Tuesday, May 12, 2009

Wild Food

People are confused about and intimidated by wild food. We've been an agricultural society for a long time, and that makes it difficult to comprehend great food growing without attention, even though all food was once wild. There are a few exceptions, such as truffle mushrooms, which people know are rare and valued.

Trusted sources for food varies for different people: for some it is a supermarket they are familiar with, for some, health food stores, and for a growing number of people, local farms and home gardens.

When I told my family I had gone out harvesting rhubarb from along the railroad tracks, each had their own reaction.

To my mother, who hails from an agricultural community in North Dakota, it sounded uncontrolled. She wondered (reasonably) if chemicals were sprayed there. Would this rhubarb be safe? DANGEROUS.

My father was a skilled gardener and forager as a child in West Virginia. To him, this rhubarb was appealing as free, fresh food. He wistfully reported that he would no longer recognize the wild plants that used to make up many of his meals. FREE.

My sister in California considers herself a foodie. If "foodie" means "eats anything," then she truly is. She likes the sound of wild rhubarb, too, assuming that it will have stronger flavor than its cultivated cousins. She doesn't remember particularly loving rhubarb's tartness, but she likes the word "wildfood," much like she likes "biodynamic" and "probiotic." FANCY.Two out of three people in my family (test group!) thought my newly harvested rhubarb sounded like good food. Why, then, has no-one in Beacon harvested this huge amount of rhubarb?

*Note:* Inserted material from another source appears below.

PR #84, opened 2015-04-12
Generic AppiumDriver

TikhomirovSergey:
Hi guys! I want to propose changes that are similar as https://github.com/appium/java-client/pull/182 (java client, it is still waiting for the merging or rejection).

Major change:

I grew up eating out of grocery stores. When I first saw a carrot growing, I pulled it up to confirm that it was, indeed, a carrot, then stuck it back in the hole thinking it could continue on. I've only learned about various wild foods in recent years, and only because of a shift in my own focus. I moved into a house that is host to black walnuts, mulberries, and blackberries. I joined a C.S.A., and my eating became much more locally focused. I've never been a fantastic gardener, and so what comes easily, naturally, makes me all the more grateful.

I think that nobody is harvesting that rhubarb because most people aren't even seeing it.

Now that I'm concerning myself with local food, and the local lack of food (hunger), wild food is that much more important. If you're at all open to it, I suggest taking a look around. (A little guide doesn't hurt, either!)

Thanks to Pickle Girl for the rhubarb picture.